A 14-year-old boy convicted of eight charges, including assault with a weapon, was sentenced to two years probation in provincial court in Corner Brook earlier this week.
The boy, who cannot be identified because of his age, pleaded guilty to the assault with a weapon charge and to theft, assault and five counts of breach of an undertaking. The offences all occurred between January and May.
Judge Wayne Gorman outlined the circumstances of the offences in a written decision.
The assault with a weapon charge stemmed from an incident on Jan. 27 and involved the boy’s older brother and another young person.

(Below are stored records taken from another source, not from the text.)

PR #2567, opened 2020-06-24
Corporate subs thank you email

johnduffell:
## Why are you doing this?

This send the right sqs message for the corp subs thank you email.

Depends on the refactoring in https://github.com/guardian/support-frontend/pull/2572

[**Trello Card**](https://trello.com/c/BN05KB70/3070-jess-king-thank-you-email-api-trigger)


support-workers/src/main/scala/com/gu/emailservices/DigitalPackEmailFields.scala
```diff
@@ -38,55 +38,61 @@ import com.gu.support.workers._
...
+        "Trial period" -> "14", //TODO: depends on Promo code or zuora config
+        "Subscription details" -> SubscriptionEmailFieldHelpers.describe(paymentSchedule, billingPeriod, currency, promotion)
+      )
+    case Right(rd) => List(
+      "Subscription details" -> "Group subscription"
+    )
+  })
 
-  override def payload: String = super.payload(user.primaryEmailAddress, "digipack")
+  override def payload: String = super.payload(user.primaryEmailAddress, if (paymentMethod.isLeft) "digipack" else "digipack-corp")
```
johnduffell, line 96: https://github.com/guardian/membership-workflow/pull/244

support-workers/src/main/scala/com/gu/support/workers/lambdas/SendThankYouEmail.scala
```diff
@@ -89,10 +88,10 @@ class SendThankYouEmail(thankYouEmailService: EmailService, servicesProvider: Se
           productOptions = p.productOptions,
           billingPeriod = p.billingPeriod,
           user = state.user,
-          paymentSchedule = state.paymentSchedule,
+          paymentSchedule = state.paymentMethod.left.toOption.map(_._2).getOrElse(PaymentSchedule(List())),
```
johnduffell, line 91: not sure if I'm a massive fan of the _1 and _2 everywhere as it doesn't read well, but we get the built in logic for free.  Could create a custom case class plus codec, then also the json state would be more clear.

support-workers/src/test/scala/com/gu/support/workers/JsonFixtures.scala
```diff
@@ -318,29 +318,31 @@ object JsonFixtures {
...
-       |        "date": "2019-02-14",
-       |        "amount": 11.99
-       |      },
-       |      {
-       |        "date": "2019-03-14",
-       |        "amount": 11.99
-       |      }
-       |    ]
-       |  }
+       |  "paymentMethod": [
```
johnduffell, line 327: default codec makes a json list for tuples

support-models/src/test/scala/com/gu/support/workers/SerialisationSpec.scala
```diff
@@ -51,6 +52,25 @@ class SerialisationSpec extends AsyncFlatSpec with SerialisationTestHelpers with
     testDecoding[SendThankYouEmailState](thankYouEmailJson())
   }
 
+  it should "roundtrip successfully" in {
```
johnduffell, line 55: not sure if this test is in the right place or even needed - the others are all using hard coded json

support-models/src/main/scala/com/gu/support/workers/states/SendThankYouEmailState.scala
```diff
@@ -13,13 +13,12 @@ case class SendThankYouEmailState(
   user: User,
   giftRecipient: Option[GiftRecipient],
   product: ProductType,
-  paymentMethod: Either[PaymentMethod, RedemptionData],
+  paymentMethod: Either[(PaymentMethod, PaymentSchedule), RedemptionData],
```
rupertbates, line 16: Can you explain this change please?

johnduffell: yes, the payment schedule only exists where there are payments, if it's a free sub there's no concept of a payment schedule

johnduffell: I think I commented elsewhere that a tuple isn't so clear and maybe a case class would be more descriptive, if you agree?

rupertbates: I'm not too sure about this new model, it seems as though it would be clearer to retain the existing `paymentMethod` type and make `paymentSchedule` an Option. 
I realise that that is slightly less tight from a data validity point of view though. Maybe we could introduce a wrapper type `PaymentMethodWithSchedule` in place of this tuple?

rupertbates: We overlapped with our above comments, case class seems like a good solution to me

support-workers/src/main/scala/com/gu/emailservices/EmailFields.scala
```diff
@@ -1,16 +1,17 @@
 package com.gu.emailservices
 
+import com.gu.i18n.Currency
 import com.gu.salesforce.Salesforce.SfContactId
+import com.gu.support.promotions.Promotion
+import com.gu.support.workers.{BillingPeriod, User}
 import io.circe.generic.auto._
 import io.circe.syntax._
 
-// scalastyle:off
```
johnduffell, line 7: scalastyle doesn't seem to object to what's there now, maybe this was an old rule

support-workers/src/main/scala/com/gu/emailservices/DigitalPackEmailFields.scala
```diff
@@ -57,44 +54,53 @@ case class DigitalPackEmailFields(
...
-    "Address 2" -> "", //TODO: Remove this from Braze template
-    "City" -> "", //TODO: Remove this from Braze template
-    "Post Code" -> "", //TODO: Remove this from Braze template
-    "Country" -> user.billingAddress.country.name,
-    "Date of first payment" -> formatDate(SubscriptionEmailFieldHelpers.firstPayment(paymentSchedule).date),
-    "Currency" -> currency.glyph,
-    "Trial period" -> "14", //TODO: depends on Promo code
-    "Subscription details" -> SubscriptionEmailFieldHelpers.describe(paymentSchedule, billingPeriod, currency, promotion)
-  ) ++ paymentFields
+      override def payload: String = super.payload(user.primaryEmailAddress, if (paidSubPaymentData.isDefined) "digipack" else "digipack-corp")
```
johnduffell, line 102: https://github.com/guardian/membership-workflow/pull/244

The boy had contacted police and said his brother had assaulted him. He had been in his bedroom slamming the door when his brother went to the room. He pointed a pocket-knife at his brother and then went to the kitchen and got a larger knife which he made motion to throw at his brother. His brother took the knife from him.
On Feb. 14, the boy and another young person stole a charitable contribution box from Sobeys. It is not known how much money was in the box.
On Feb. 10 the boy breached the condition of an undertaking by failing to comply with a curfew imposed on Jan. 28.
On March 23 he again breached an undertaking that ordered him to have no contact with his co-accused in the Feb. 14 theft.
On May 6 the boy breached an undertaking from March 28 when he attended school under the influence of a drug.
On May 9 he was charged with assault and breach of an undertaking after he pushed a social worker while living at an open custody facility.
And between May 19 and 28 he breached an undertaking which required him to reside at an open custody facility and comply with the rules of the facility by going outside the facility, throwing things around the facility, skipping school, refusing to return to the facility and refusing to attend school.
In his decision on the case, Gorman said he accepted the submission of the Crown and defence that the period of probation should be for two years.
Conditions of the probation include that the boy must report to a youth court worker in person as required, comply with all directions received from the worker; attend all counselling or treatment sessions arranged by his worker; refrain from the possession or consumption of alcoholic beverages or non-prescription drugs; refrain from carrying or possessing any knives; refrain from having any contact or communication with his co-accused in the theft charge or anyone indicated in writing by his worker; and, for the first 60 days of the probation order, reside in such place or location as directed by his youth court worker.
Gorman said the last condition will provide the boy with an opportunity to prove through his behaviour that he can reside in the community with his mother.
He noted that while the boy’s mother is committed to his well-being that while living with her he was chronically absent from school and often out of control.
Gorman said if a further period of residing where directed is warranted, an application to vary the probation order can be submitted.
The boy must also perform 20 hours of community service, is subject to a DNA order and a two-year weapons and ammunition prohibition.